Histopathological assessment of whole slide images (WSIs) is essential for understanding disease pathology, patient PathoFocus is a position-guided transformer model designed for pathology image prognosis prediction. It segments WSIs, assigns attention scores, and focuses on clinically relevant regions, improving prognosis accuracy across multiple cancer types.
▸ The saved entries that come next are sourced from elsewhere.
Issue #2834, opened 2018-07-25
Fix bogus year-1970 timestamp in how we aggregate user presence


gnprice:
See `getAggregatedPresence`:
https://github.com/zulip/zulip-mobile/blob/1baf7aec1/src/utils/presence.js#L16

As the comment there says, this should have the same behavior that the webapp implements in `status_from_timestamp`.

Comparing those two functions, there are two differences in behavior where we should adjust to match:
* When a user doesn't have any presence info more recent than OFFLINE_THRESHOLD_SECS, i.e. 140 seconds, we return a timestamp of 0. The webapp instead records the time of the latest presence we have -- making it possible to distinguish between someone being away for 3 minutes, 3 hours, or 3 weeks.
* We include a `client` property in the returned object, corresponding to whichever client we ended up taking the information from. This can be pretty arbitrary if a user has several clients online, so it doesn't mean much; probably anything that used that property would be making a mistake. We should follow the webapp in not returning that.

On the other hand, we can continue to skip computing the `mobile` property; as our jsdoc on `ClientPresence` says, the feature that was meant for was never completed as planned and is now legacy.

The timestamp fix may confuse some other code of ours that relies on the current behavior; I haven't traced through everything. Part of resolving this issue will be to check for that, and if so to (a) when first making this fix, adjust that code in the same commit so its behavior doesn't change; then (b) as a followup, make everything take full advantage of the new more-complete information.

gnprice:
A few weeks ago, @rishig reported (out of band):

> ​​I feel like active/inactive state on mobile is sometimes not correct (e.g. currently it thinks I’m offline and have been for 49 years, and also got the report from [a user])

And just now I was looking for some other issue, and happened across this issue's title! And this detail above, which I spotted from reading the code, looks awfully suspicious:

> When a user doesn't have any presence info more recent than OFFLINE_THRESHOLD_SECS, i.e. 140 seconds, we return a timestamp of 0.

A quick `git diff 1baf7ae src/utils/presence.js` shows that that logic hasn't changed since the version I referred to above, so we're still doing that. And that timestamp of 0 sounds awfully likely to cause the symptom Rishi reported.

Bumping this to a priority issue, since we now know of user-visible symptoms that this is probably causing.

PR #3966, opened 2020-03-10
Fix bogus year-1970 timestamp in how we aggregate user presence

chrisbobbe:
presence: Fix timestamp being Unix zero (50 years ago).

This is a user-visible symptom, but it's kind of a rare case that we
wouldn't expect to see normally. Sometimes, a user is displayed to
be "last active" 50 years ago, which is bogus. It turns out that it
only happens when a presence event is sent from the server (meaning
it should be as up-to-date as possible; we wouldn't expect it to be
more than a few seconds off), but it's more than 140 seconds old.

Presence events coming from the server don't have the `aggregated`
field, like presence objects do in the /register response and
presence report responses. So we have our own function,
getAggregatedPresence, to calculate it for us. This is analogous to
the status_from_timestamp function in the web app.

As suggested in the parent, a bug seems to have been introduced into
this function by a hasty use of `.reduce`, when a `.forEach` would
work perfectly well.

So, to fix:

1) Use .forEach instead of reduce (that's the parent).

2) Assume that there is at least one ClientPresence in `presence`,
and that its timestamp is sane. This is handled by the server; it
seems reasonable that no event would have been emitted if there
weren't sane data to transmit.

3) Make the returned timestamp be whatever the latest timestamp is,
out of all the ClientPresence objects.

4) Maintain `status` as the greatest status reported within
OFFLINE_THRESHOLD_SECS (with `active` > `idle` > `offline`), or
`offline` if none was within the threshold, as explained in the
comment and implemented in the web app.

Note that `#4` surfaced a subtlety in the intent stated in the
comment, and the behavior of the web app, which prompted changing a
test case. The `timestamp` and the `status` fields of the returned
object won't necessarily be sourced from the same ClientPresence
object from the input. Take an example where one object has status
`idle`, and another has status `active`, and both timestamps are
within OFFLINE_THRESHOLD_SECS, but the `idle` one's timestamp is
later than the `active` one's. In that case, the aggregated `status`
would be `active`, but the timestamp would be the timestamp from the
`idle` object. This may or may not be exactly what we want; the
information conveyed is inaccurate.

Also, note that further investigation or broader refactors were
avoided because of https://github.com/zulip/zulip/issues/13734,
"Improve presence system's scalability for large realms", which
signals substantial future changes to the Presence API. See also the
discussion at
https://chat.zulip.org/#narrow/stream/3-backend/topic/presence.20API/near/811593.

Fixes: #2834

### DIFF
--- a/src/utils/presence.js
+++ b/src/utils/presence.js
@@ -54,12 +54,14 @@ export const getAggregatedPresence = (presence: UserPresence): ClientPresence =>
   let client = '';
   let timestamp = 0;
 
+  const dateNow = Date.now();
+
   for (const [device, devicePresence] of objectEntries(presence)) {
     if (device === 'aggregated') {
       continue;
     }
 
-    const age = Date.now() / 1000 - devicePresence.timestamp;
+    const age = dateNow / 1000 - devicePresence.timestamp;
     if (timestamp < devicePresence.timestamp) {
       timestamp = devicePresence.timestamp;
     }
--- a/src/utils/presence.js
+++ b/src/utils/presence.js
@@ -28,7 +28,7 @@ const OFFLINE_THRESHOLD_SECS = 140;
  *   https://zulip.readthedocs.io/en/latest/subsystems/presence.html
  *
  * This logic should match `status_from_timestamp` in the web app's
- * `static/js/presence.js`.
+ * `static/js/presence.js` at 1ae07b93d^.
  */
 export const getAggregatedPresence = (presence: UserPresence): ClientPresence =>
   /* Out of the ClientPresence objects found in `presence`, we consider only
--- a/src/utils/presence.js
+++ b/src/utils/presence.js
@@ -5,6 +5,7 @@ import distanceInWordsToNow from 'date-fns/distance_in_words_to_now';
 
 import type { ClientPresence, UserPresence, PresenceStatus, UserStatus } from '../types';
 import { ensureUnreachable } from '../types';
+import objectEntries from './objectEntries';
 
 /** The relation `>=`, where `active` > `idle` > `offline`. */
 const presenceStatusGeq = (a: PresenceStatus, b: PresenceStatus): boolean => {
@@ -30,7 +31,7 @@ const OFFLINE_THRESHOLD_SECS = 140;
  * This logic should match `status_from_timestamp` in the web app's
  * `static/js/presence.js` at 1ae07b93d^.
  */
-export const getAggregatedPresence = (presence: UserPresence): ClientPresence =>
+export const getAggregatedPresence = (presence: UserPresence): ClientPresence => {
   /* Out of the ClientPresence objects found in `presence`, we consider only
    * those with a timestamp newer than OFFLINE_THRESHOLD_SECS; then of
    * those, return the one that has the greatest PresenceStatus, where
@@ -39,20 +40,28 @@ export const getAggregatedPresence = (presence: UserPresence): ClientPresence =>
    * If there are several ClientPresence objects with the greatest
    * PresenceStatus, an arbitrary one is chosen.
    */
-  Object.keys(presence)
-    .filter((client: string) => client !== 'aggregated')
-    .reduce(
-      (aggregated, client: string) => {
-        const { status, timestamp } = presence[client];
-        if (Date.now() / 1000 - timestamp < OFFLINE_THRESHOLD_SECS) {
-          if (presenceStatusGeq(status, aggregated.status)) {
-            return { client, status, timestamp };
-          }
-        }
-        return aggregated;
-      },
-      { client: '', status: 'offline', timestamp: 0 },
-    );
+
+  let status = 'offline';
+  let client = '';
+  let timestamp = 0;
+
+  for (const [device, devicePresence] of objectEntries(presence)) {
+    if (device === 'aggregated') {
+      continue;
+    }
+
+    const age = Date.now() / 1000 - devicePresence.timestamp;
+    if (age < OFFLINE_THRESHOLD_SECS) {
+      if (presenceStatusGeq(devicePresence.status, status)) {
+        client = device;
+        status = devicePresence.status;
+        timestamp = devicePresence.timestamp;
+      }
+    }
+  }
+
+  return { client, status, timestamp };
+};
 
 export const presenceToHumanTime = (presence: UserPresence, status?: UserStatus): string => {
   if (!presence || !presence.aggregated) {
--- a/src/utils/presence.js
+++ b/src/utils/presence.js
@@ -32,13 +32,22 @@ const OFFLINE_THRESHOLD_SECS = 140;
  * `static/js/presence.js` at 1ae07b93d^.
  */
 export const getAggregatedPresence = (presence: UserPresence): ClientPresence => {
-  /* Out of the ClientPresence objects found in `presence`, we consider only
-   * those with a timestamp newer than OFFLINE_THRESHOLD_SECS; then of
-   * those, return the one that has the greatest PresenceStatus, where
-   * `active` > `idle` > `offline`.
+  /* Gives an artificial ClientPresence object where
+   * - `timestamp` is the latest `timestamp` of all ClientPresence
+   *   objects in the input, and
+   * - `status` is the greatest `status` of all *recent* ClientPresence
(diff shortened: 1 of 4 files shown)


chrisbobbe:
Marking P1 because the issue is marked P1.

gnprice:
Thanks! I like this code, assuming our new understanding is right.

I have a couple of questions:

    2) Assume that there is at least one ClientPresence in `presence`,
    and that its timestamp is sane. This is handled by the server; it
    seems reasonable that no event would have been emitted if there
    weren't sane data to transmit.

This sure makes sense. Can you confirm this is in fact the server's behavior? (I.e. there's always at least one item in the `presence` event.)

Alternatively or additionally, we could make that part of the interface/contract of `getAggregatedPresence`, and its caller (the reducer) could just ignore an event with no data, treating it as a no-op.

    4) Maintain `status` as the greatest status reported within
    OFFLINE_THRESHOLD_SECS (with `active` > `idle` > `offline`), or
    `offline` if none was within the threshold, as explained in the
    comment and implemented in the web app.
    
    Note that `#4` surfaced a subtlety in the intent stated in the
    comment, and the behavior of the web app, [...]

Is the new behavior the same as the webapp's? That'd be a good fact to know.

gnprice:
Smaller things:

    presence [nfc]: Use .forEach instead of .reduce in getAggregatedPresence.

This could say just "instead of a .reduce"; I think the "presence" prefix already carries the useful information for the summary that the name does.


    Preparation for the child commit

There's an asymmetry between a commit's message referring to a parent and a child: the parent is an immutable fact about the commit, whereas it can always gain more children. There's a new child any time you make a PR/topic branch and happen to start from that commit; there might even be a new child added to the permanent shared history, if we make a stable-release branch and happen to start it from that commit.

So for that reason I prefer saying "the next commit", "an upcoming commit", and so on, even though I often say "the parent commit" as well as things like "the preceding commit". Saying "next commit" or "upcoming commit" is still a bit indeterminate, but the terms match the indeterminacy, whereas "child" is jargon.


    Preparation for the child commit, where we squash a bug where a
    timestamp can end up up being Unix time zero, which is 50 years ago.

I think the key point as of this commit isn't the impact of the bug, but the fact that it was caused by this loop being too terse / trying to be too clever. Or put another way, that we fix it by decoupling some of this logic.

The impact can be left as suspense for the reader to resolve when they look at that next commit :wink:

src/utils/presence.js
```diff
@@ -39,20 +39,30 @@ export const getAggregatedPresence = (presence: UserPresence): ClientPresence =>
...
-      (aggregated, client: string) => {
-        const { status, timestamp } = presence[client];
-        if (Date.now() / 1000 - timestamp < OFFLINE_THRESHOLD_SECS) {
-          if (presenceStatusGeq(status, aggregated.status)) {
-            return { client, status, timestamp };
-          }
+    .filter((c: string) => c !== 'aggregated')
+    .forEach(c => {
+      const devicePresence = presence[c];
+      const age = Date.now() / 1000 - devicePresence.timestamp;
```
gnprice: One followup thought: `Date.now()` should be called once at the top of the loop, like `const now = Date.now()`. That way the whole function is working from the same value of "now", which helps keep it sane to reason about.

src/utils/presence.js
```diff
@@ -39,20 +39,30 @@ export const getAggregatedPresence = (presence: UserPresence): ClientPresence =>
...
-    .reduce(
-      (aggregated, client: string) => {
-        const { status, timestamp } = presence[client];
-        if (Date.now() / 1000 - timestamp < OFFLINE_THRESHOLD_SECS) {
-          if (presenceStatusGeq(status, aggregated.status)) {
-            return { client, status, timestamp };
-          }
+    .filter((c: string) => c !== 'aggregated')
+    .forEach(c => {
+      const devicePresence = presence[c];
```
gnprice: Another followup thought ... OK, actually, three closely related thoughts, which I started writing as separate comments but are better as one. This loop can be further improved by:
* moving the condition in `filter` into an ordinary if-statement inside the loop;
* using `objectEntries` (i.e. `Object.entries` but with a useful type signature) to get `c` and `devicePresence` simultaneously;
* using a real language-level loop, a `for .. of` loop, instead of `.forEach`. See 245ea9c4c and the comment that added to our ESLint config.

src/utils/presence.js
```diff
@@ -39,20 +39,30 @@ export const getAggregatedPresence = (presence: UserPresence): ClientPresence =>
...
+      const age = Date.now() / 1000 - devicePresence.timestamp;
+      if (timestamp < devicePresence.timestamp) {
+        /* eslint-disable prefer-destructuring */
+        timestamp = devicePresence.timestamp;
```
gnprice: That is kind of wacky that the lint rule wants to change this!

It looks like that's optional:
https://eslint.org/docs/rules/prefer-destructuring
and can be disabled with something like
```yaml
    prefer-destructuring:
    - error
    - AssignmentExpression: {array: false, object: false}
```
So maybe let's do that.

src/utils/presence.js
chrisbobbe: > using objectEntries (i.e. Object.entries but with a useful type signature) to get c and devicePresence simultaneously;

Great that we've taken the care to make a useful type signature, I'll use that! Right; the web app uses a `for .. of` loop with Object.entries, if I recall, and I really wanted to mirror that, but Flow didn't like it.

chrisbobbe:
OK, I think I've resolved the smaller things you've pointed out.

For https://github.com/zulip/zulip-mobile/pull/3966#issuecomment-598511784, there's an additional wrinkle that I've noted in the commit messages... Apparently, when I first authored this, I wasn't looking at the most up-to-date master, and the particular function this is based on has been removed, and its logic handled elsewhere. The web app has inevitably opted in to "slim presence" before we have. This PR should still accurately reflect what was going on before that, but I think using "slim presence" is out of scope of this fix.

> > `[...] it seems reasonable that no event would have been emitted if there weren't sane data to transmit.`

> Can you confirm this is in fact the server's behavior?

The way to establish this most strongly is to read the server code at every commit, and while I remember doing a little of that, and concluding that this is somewhat likely to be true, I think it's much easier to do what you suggested, along the lines of the "crunchy shell":

> Alternatively or additionally, we could make that part of the interface/contract of `getAggregatedPresence`, and its caller (the reducer) could just ignore an event with no data, treating it as a no-op.

chrisbobbe:
> ```
> 4) Maintain `status` as the greatest status reported within
> OFFLINE_THRESHOLD_SECS (with `active` > `idle` > `offline`), or
> `offline` if none was within the threshold, as explained in the
> comment and implemented in the web app.
> 
> Note that `#4` surfaced a subtlety in the intent stated in the
> comment, and the behavior of the web app, [...]
> ```
> 
> Is the new behavior the same as the webapp's? That'd be a good fact to know.

Yes, I noticed an oddness in the webapp's behavior and adapted our code to mimic it. I've edited the commit message and the comment to make this (hopefully) clearer.

src/utils/presence.js
```diff
@@ -28,31 +29,52 @@ const OFFLINE_THRESHOLD_SECS = 140;
...
-        return aggregated;
-      },
-      { client: '', status: 'offline', timestamp: 0 },
-    );
+
+  let status = 'offline';
+  let client = '';
+  let timestamp = 0;
+
+  const dateNow = Date.now();
```
gnprice, line 57: small thing in commit message:

    This is a fresh optimization that wasn't done before this series of
    commits, so it gets its own commit.

This isn't really an optimization -- it's about correctness and consistent behavior. In this function in particular, it avoids the possibility of treating one presence report as too old and another as not too old, when the latter is actually older than the former. That's... harmless in this case, I think, but it's best not to have to worry about that class of things in general.

src/utils/presence.js
```diff
@@ -28,31 +29,52 @@ const OFFLINE_THRESHOLD_SECS = 140;
...
+
+  for (const [device, devicePresence] of objectEntries(presence)) {
```
gnprice, line 59: This is great but the commit message should be updated to match :wink:

chrisbobbe:
Thanks for the review! Here are my latest changes.

gnprice:
And merged! Thanks again.

src/utils/presence.js
chrisbobbe: Absolutely!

Validated on three datasets, PathoFocus advances pathology image-based prognosis prediction.


Main Results on TCGA data

FOLD 1 2 3 4 MEAN
BLCA
C-index 0.532 0.582 0.664 0.640 0.605
P-value 0.048 0.031 0.001 0.018 0.024
BRCA
C-index 0.658 0.524 0.728 0.622 0.633
P-value 0.001 0.021 0.014 0.046 0.021
LUAD
C-index 0.631 0.693 0.650 0.570 0.636
P-value 0.024 0.001 0.010 0.050 0.021
UCEC
C-index 0.787 0.780 0.639 0.659 0.716
P-value 0.001 0.001 0.045 0.011 0.014

Getting Started

Clone this repo

git gh repo clone Zhang-2000/PathoFocus
cd pathofocus

Create environment and install requirements

sh create_env.sh

Prepare data


Tissue segmentation+Patch divide

python create_patches_fp.py \
--source DATA_DIRECTORY \
--save_dir RESULTS_DIRECTORY \
--patch_size 256 --seg --patch --stitch 

Extract patch feature Use "model256" for feature extracting

python extract_features_fp.py \
--data_h5_dir DATA_DIRECTORY \
--data_slide_dir SLIDE_DIRECTORY \
--feat_dir FEAT_DIRECTORY \
--batch_size 256 --slide_ext .svs --model hipt

For standard folder dataset, The file structure should look like:

$ tree dataset
TCGA_xxxx/
├── raw_data
│   ├── TCGA-xx-xx.svs
│   ├── TCGA-xx-xx.svs
│   └── ...
└── label
    ├── fold1.csv
    ├── fold2.csv  
    ├── fold3.csv  
    └── fold4.csv
TCGA_xxxx/
└─...

Train and evaluate

# dataset path
DATA=$DATA_PATH
# config file path
CONFIG=configs/config.yaml
python -main.py \
    --data-path $DATA \
    --cfg $CONFIG \

for training or evaluation.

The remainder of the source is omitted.